The slightest hesitation. “I’m not following him. I just pulled out of the lot at headquarters.”
“That’s not true, Henry. We both know that. See, Gabriel called and told me that you’re following him.”
Pickman smiled, imagining Kane wondering when Torrance had spotted him. There was no way the cop could know he was bluffing. Pickman actually had no idea whether Kane or anyone else was following Torrance. But he figured someone would be, and the logical choice was Lieutenant Henry Kane. When Torrance had used his phone, he hadn’t called Pickman about a tail. He’d simply followed the instructions in the note inside the bag the driver had given him, dialing a certain number when he reached the Holiday Inn. Pickman hadn’t even answered. But he knew that Kane, if he was watching Torrance, would have seen him on the phone.

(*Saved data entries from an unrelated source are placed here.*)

PR #1961, opened 2023-10-26
[wasi-http handler] Handle error and send response if not yet sent

rylev:
Allows http handlers to return `Result<_, impl IntoResponse>`. 

If the handler returns an `Err` and they've not yet set a response, we will set one for them. 

Some pros/cons of this:
* `ResponseOutparam::set` can now panic if it gets called twice (before we prevented this by taking `self` instead of `&self`). This necessary to dynamically decide if the handler will set the response or if the macro code will. 
* If a response has already been set but the handler then returns an error, all we can do is log. 
  * IMO this makes the 'streaming-outgoing-body' example worse as the user is lulled into thinking their errors will be handled but they won't be. They'll just be logged.
* If the user returns `Result<T, impl IntoResponse>` and they return a `Ok(T)` we currently just drop that value on the floor.
  * We could accept any type T that implements `IntoResponse` (returning it if the response hasn't yet been set), but then we would be forced to implement `IntoResponse` for `()` which is a big footgun that people always complain about in `axum`.

I'm personally unsure if I actually want to see this merged, but I thought I would open it up for comment from others.

### DIFF
--- a/examples/wasi-http-rust-streaming-outgoing-body/src/lib.rs
+++ b/examples/wasi-http-rust-streaming-outgoing-body/src/lib.rs
@@ -11,7 +11,10 @@ use url::Url;
 const MAX_CONCURRENCY: usize = 16;
 
 #[http_component]
-async fn handle_request(request: IncomingRequest, response_out: ResponseOutparam) {
+async fn handle_request(
+    request: IncomingRequest,
+    response_out: ResponseOutparam,
+) -> anyhow::Result<()> {
     let headers = request.headers().entries();
 
     match (request.method(), request.path_with_query().as_deref()) {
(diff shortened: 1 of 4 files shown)


lann:
Could we instead have something like:

```rust
pub struct EmptyResponse;
pub type EmptyResult<E = anyhow::Error> = Result<EmptyResult, E>;
```

lann:
```rust
Ok(IPromiseIDidntReturnErrAfterCallingResponseOutparamSet)
```

:neutral_face:

lann:
> `ResponseOutparam::set` can now panic if it gets called twice (before we prevented this by taking self instead of &self). This necessary to dynamically decide if the handler will set the response or if the macro code will.

Could you avoid this by using a `#[doc(hidden)]` e.g. `ResponseOutparamInternal` in the macro and wrapping it in a `struct ResponseOutparam(ResponseOutparamInternal)` (which still has `fn set(self, ...)`) and passing _that_ into the handler? (more types more better)

rylev:
@lann I think that's a good idea and basically what @dicej had suggested before! I was originally intending this to PR to allow users to call `set` dynamically, but that is clearly not a good idea.

lann:
@rylev given your last comment I moved this to draft to aid in 2.0 triage.

rylev:
Closing this since I'm not so sure this a good idea. It is potentially possible to add something like this post 2.0 in a backwards compatible way.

For his part, the livery driver, a man named Larry Aronson, had done well. When he’d arrived at the quiet street corner where he’d been told his passenger would be waiting, there was no one there. He couldn’t have seen Pickman watching around a corner two short blocks away. But Pickman had been given Aronson’s phone number by the owner of the car company, and when he texted the driver and told him that if he wanted to make some good, easy money without doing anything illegal, he should look underneath the nearby park bench for a bag with an envelope taped to it, Aronson hesitated only long enough to make sure no cops were in sight. Pickman watched him read the letter inside the envelope, then surreptitiously pocket the five crisp $100 bills that accompanied it.
It’s nothing illegal, the note had reassured him. Just wait at the prison for a certain man about to be released, have this bag ready for him, and drive him to the Holiday Inn in Springfield. There, he will give you another $500. Of course, that money was already in the bag. I have your contact information. I will know if you disappear with that money. Trust me, it wouldn’t be worth it. The pickup had been paid for using one of numerous credit cards Pickman had associated with one of several false IDs he had created years ago and still maintained. He’d thought Aronson might have questions, or concerns that the bag contained drugs and he was being recruited to act as a courier, but Pickman was wrong. Not good old Larry Aronson. At the sight of the first $500, he’d jumped right on board. And, as expected, everything had gone perfectly.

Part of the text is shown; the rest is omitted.